• [Aim of the exercise]: Gather all lines in the data that hold the string "good".

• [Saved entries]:
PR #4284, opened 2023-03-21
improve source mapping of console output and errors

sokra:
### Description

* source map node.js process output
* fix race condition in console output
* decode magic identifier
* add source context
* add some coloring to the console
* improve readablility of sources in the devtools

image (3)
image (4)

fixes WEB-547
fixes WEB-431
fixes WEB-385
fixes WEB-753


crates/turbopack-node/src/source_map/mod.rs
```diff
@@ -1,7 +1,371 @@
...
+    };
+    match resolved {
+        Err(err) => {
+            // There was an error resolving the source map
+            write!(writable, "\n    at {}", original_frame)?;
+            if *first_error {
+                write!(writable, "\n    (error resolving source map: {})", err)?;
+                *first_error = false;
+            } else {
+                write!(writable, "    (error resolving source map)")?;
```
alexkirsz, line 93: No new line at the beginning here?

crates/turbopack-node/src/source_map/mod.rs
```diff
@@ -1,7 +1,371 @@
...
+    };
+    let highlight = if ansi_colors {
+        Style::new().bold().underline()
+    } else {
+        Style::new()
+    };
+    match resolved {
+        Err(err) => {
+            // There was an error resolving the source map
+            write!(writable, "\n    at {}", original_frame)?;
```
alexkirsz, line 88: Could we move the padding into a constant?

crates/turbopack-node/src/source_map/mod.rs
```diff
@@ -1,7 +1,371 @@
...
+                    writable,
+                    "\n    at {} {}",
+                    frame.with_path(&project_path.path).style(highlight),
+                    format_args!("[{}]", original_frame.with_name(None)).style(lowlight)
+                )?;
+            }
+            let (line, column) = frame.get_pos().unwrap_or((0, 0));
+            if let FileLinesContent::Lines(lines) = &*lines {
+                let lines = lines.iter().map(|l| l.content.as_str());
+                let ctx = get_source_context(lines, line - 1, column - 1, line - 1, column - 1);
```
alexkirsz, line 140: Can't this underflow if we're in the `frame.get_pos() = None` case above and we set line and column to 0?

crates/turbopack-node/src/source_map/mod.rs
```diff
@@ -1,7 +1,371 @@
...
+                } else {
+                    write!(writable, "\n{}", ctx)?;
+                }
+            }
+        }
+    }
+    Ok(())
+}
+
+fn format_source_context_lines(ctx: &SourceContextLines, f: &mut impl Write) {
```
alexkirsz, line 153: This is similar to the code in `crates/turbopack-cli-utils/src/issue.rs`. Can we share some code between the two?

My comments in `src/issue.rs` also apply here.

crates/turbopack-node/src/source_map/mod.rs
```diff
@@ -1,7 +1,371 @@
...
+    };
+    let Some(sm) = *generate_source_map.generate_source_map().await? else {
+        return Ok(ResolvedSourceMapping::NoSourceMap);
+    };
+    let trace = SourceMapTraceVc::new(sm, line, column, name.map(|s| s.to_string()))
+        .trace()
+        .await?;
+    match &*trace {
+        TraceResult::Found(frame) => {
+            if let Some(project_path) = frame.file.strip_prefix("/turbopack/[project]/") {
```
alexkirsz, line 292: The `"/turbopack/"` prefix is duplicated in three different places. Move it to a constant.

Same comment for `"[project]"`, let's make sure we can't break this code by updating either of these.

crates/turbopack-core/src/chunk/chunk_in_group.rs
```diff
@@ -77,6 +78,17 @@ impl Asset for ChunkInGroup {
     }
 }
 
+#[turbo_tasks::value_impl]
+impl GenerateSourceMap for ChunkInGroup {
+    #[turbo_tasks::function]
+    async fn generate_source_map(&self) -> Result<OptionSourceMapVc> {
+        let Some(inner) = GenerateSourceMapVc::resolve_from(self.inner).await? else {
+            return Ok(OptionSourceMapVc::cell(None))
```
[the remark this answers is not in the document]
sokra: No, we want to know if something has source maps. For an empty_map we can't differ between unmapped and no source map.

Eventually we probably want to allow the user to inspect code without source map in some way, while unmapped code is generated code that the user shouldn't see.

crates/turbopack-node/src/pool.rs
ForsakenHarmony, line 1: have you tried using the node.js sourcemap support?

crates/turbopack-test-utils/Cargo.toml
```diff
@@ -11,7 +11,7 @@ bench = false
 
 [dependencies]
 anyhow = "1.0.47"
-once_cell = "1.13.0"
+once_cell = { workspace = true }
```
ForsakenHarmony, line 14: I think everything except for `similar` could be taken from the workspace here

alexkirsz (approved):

---

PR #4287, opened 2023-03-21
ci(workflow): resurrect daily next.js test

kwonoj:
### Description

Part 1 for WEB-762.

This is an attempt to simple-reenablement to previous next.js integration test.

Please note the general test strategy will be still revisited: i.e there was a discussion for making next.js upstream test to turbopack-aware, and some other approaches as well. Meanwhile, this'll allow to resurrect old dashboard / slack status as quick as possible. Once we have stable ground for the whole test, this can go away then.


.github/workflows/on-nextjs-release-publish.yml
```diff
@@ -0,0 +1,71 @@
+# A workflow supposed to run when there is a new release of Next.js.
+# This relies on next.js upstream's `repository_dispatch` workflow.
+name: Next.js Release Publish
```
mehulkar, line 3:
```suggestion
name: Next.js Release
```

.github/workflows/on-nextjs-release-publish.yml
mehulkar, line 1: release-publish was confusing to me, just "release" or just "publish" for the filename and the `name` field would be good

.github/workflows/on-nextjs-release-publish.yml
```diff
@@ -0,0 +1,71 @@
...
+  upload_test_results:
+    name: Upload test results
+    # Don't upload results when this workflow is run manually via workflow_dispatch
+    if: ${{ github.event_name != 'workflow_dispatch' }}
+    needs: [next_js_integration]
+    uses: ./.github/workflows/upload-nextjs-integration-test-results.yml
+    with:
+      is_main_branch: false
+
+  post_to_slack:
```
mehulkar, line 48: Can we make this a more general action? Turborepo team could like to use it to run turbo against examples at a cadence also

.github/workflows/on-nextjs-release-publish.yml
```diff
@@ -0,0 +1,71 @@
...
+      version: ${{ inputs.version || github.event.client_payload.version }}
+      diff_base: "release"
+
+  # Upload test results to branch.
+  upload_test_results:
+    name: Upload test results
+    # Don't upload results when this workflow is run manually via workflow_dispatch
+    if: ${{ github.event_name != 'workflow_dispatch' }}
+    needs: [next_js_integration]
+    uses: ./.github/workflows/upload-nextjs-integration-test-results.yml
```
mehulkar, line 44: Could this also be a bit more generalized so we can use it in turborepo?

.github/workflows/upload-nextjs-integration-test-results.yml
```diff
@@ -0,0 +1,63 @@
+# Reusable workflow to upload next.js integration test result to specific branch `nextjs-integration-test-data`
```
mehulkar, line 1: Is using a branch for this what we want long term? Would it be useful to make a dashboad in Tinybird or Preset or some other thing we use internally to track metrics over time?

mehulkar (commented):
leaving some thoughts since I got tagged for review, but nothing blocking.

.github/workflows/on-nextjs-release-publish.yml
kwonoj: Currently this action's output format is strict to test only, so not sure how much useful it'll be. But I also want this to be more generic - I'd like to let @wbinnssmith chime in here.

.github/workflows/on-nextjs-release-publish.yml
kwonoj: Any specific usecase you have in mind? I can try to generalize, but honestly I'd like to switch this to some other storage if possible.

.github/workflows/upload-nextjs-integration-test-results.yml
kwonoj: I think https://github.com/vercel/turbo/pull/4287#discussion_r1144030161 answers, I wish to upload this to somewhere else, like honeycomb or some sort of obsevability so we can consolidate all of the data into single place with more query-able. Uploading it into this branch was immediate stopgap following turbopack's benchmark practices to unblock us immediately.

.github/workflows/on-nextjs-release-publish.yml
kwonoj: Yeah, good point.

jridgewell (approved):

• [Task output]:
mehulkar, line 1: release-publish was confusing to me, just "release" or just "publish" for the filename and the `name` field would be good
kwonoj: Yeah, good point.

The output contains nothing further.